#### Working data ####

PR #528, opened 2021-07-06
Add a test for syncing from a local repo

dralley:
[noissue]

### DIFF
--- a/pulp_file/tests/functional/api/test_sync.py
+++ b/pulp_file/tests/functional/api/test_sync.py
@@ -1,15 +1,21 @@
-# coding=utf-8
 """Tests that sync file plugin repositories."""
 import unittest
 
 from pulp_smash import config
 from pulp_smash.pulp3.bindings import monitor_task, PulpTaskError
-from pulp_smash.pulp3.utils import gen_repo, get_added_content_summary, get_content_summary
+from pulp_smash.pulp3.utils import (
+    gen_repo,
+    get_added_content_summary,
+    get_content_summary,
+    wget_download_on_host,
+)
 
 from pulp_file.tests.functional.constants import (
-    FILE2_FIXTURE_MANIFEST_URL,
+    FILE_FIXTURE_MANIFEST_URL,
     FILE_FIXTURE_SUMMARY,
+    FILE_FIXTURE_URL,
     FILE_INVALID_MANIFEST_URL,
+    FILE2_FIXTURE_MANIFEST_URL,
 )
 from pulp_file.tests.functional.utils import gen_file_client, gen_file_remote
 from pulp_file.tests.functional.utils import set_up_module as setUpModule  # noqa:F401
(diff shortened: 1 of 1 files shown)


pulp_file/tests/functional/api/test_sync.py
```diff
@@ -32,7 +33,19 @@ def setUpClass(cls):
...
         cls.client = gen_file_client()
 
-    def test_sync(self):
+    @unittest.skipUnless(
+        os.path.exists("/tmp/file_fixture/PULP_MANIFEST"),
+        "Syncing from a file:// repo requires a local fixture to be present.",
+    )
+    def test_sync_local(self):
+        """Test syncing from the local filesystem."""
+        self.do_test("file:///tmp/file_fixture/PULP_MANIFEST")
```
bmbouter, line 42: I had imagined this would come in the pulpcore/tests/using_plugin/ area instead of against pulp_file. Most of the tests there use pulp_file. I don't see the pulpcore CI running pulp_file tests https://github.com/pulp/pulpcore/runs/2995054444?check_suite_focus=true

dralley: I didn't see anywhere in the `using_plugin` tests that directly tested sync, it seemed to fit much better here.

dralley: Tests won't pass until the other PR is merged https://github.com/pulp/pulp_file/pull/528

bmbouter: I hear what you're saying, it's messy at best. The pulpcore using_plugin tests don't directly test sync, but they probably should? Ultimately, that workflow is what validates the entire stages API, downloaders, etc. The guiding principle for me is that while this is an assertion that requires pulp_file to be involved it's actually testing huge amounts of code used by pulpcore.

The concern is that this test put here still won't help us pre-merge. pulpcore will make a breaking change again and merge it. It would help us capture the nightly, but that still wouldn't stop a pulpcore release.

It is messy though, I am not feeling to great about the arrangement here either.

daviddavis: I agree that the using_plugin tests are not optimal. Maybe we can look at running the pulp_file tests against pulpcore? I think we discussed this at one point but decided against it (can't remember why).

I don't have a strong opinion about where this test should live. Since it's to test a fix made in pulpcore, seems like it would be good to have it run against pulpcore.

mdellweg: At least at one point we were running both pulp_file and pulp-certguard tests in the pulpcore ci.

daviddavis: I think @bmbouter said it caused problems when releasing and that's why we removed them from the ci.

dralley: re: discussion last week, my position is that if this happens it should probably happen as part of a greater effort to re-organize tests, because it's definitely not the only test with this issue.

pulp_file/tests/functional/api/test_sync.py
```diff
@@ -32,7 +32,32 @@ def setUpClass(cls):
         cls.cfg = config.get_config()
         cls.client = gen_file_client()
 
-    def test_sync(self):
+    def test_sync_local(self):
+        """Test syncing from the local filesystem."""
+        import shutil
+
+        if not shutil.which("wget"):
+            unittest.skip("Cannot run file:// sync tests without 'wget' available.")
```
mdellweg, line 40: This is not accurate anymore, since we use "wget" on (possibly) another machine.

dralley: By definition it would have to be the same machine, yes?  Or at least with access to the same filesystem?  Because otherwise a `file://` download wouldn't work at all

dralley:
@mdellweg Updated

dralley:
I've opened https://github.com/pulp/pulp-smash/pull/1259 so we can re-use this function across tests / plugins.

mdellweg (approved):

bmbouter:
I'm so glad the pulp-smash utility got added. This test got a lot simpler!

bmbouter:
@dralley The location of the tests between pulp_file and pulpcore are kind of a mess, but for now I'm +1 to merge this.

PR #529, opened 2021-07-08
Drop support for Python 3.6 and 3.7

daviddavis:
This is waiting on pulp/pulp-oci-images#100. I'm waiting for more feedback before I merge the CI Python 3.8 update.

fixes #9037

####

Find every line in the records above that contains the word "opened", and copy each one.

Answer to the exercise -
PR #528, opened 2021-07-06
I've opened https://github.com/pulp/pulp-smash/pull/1259 so we can re-use this function across tests / plugins.
PR #529, opened 2021-07-08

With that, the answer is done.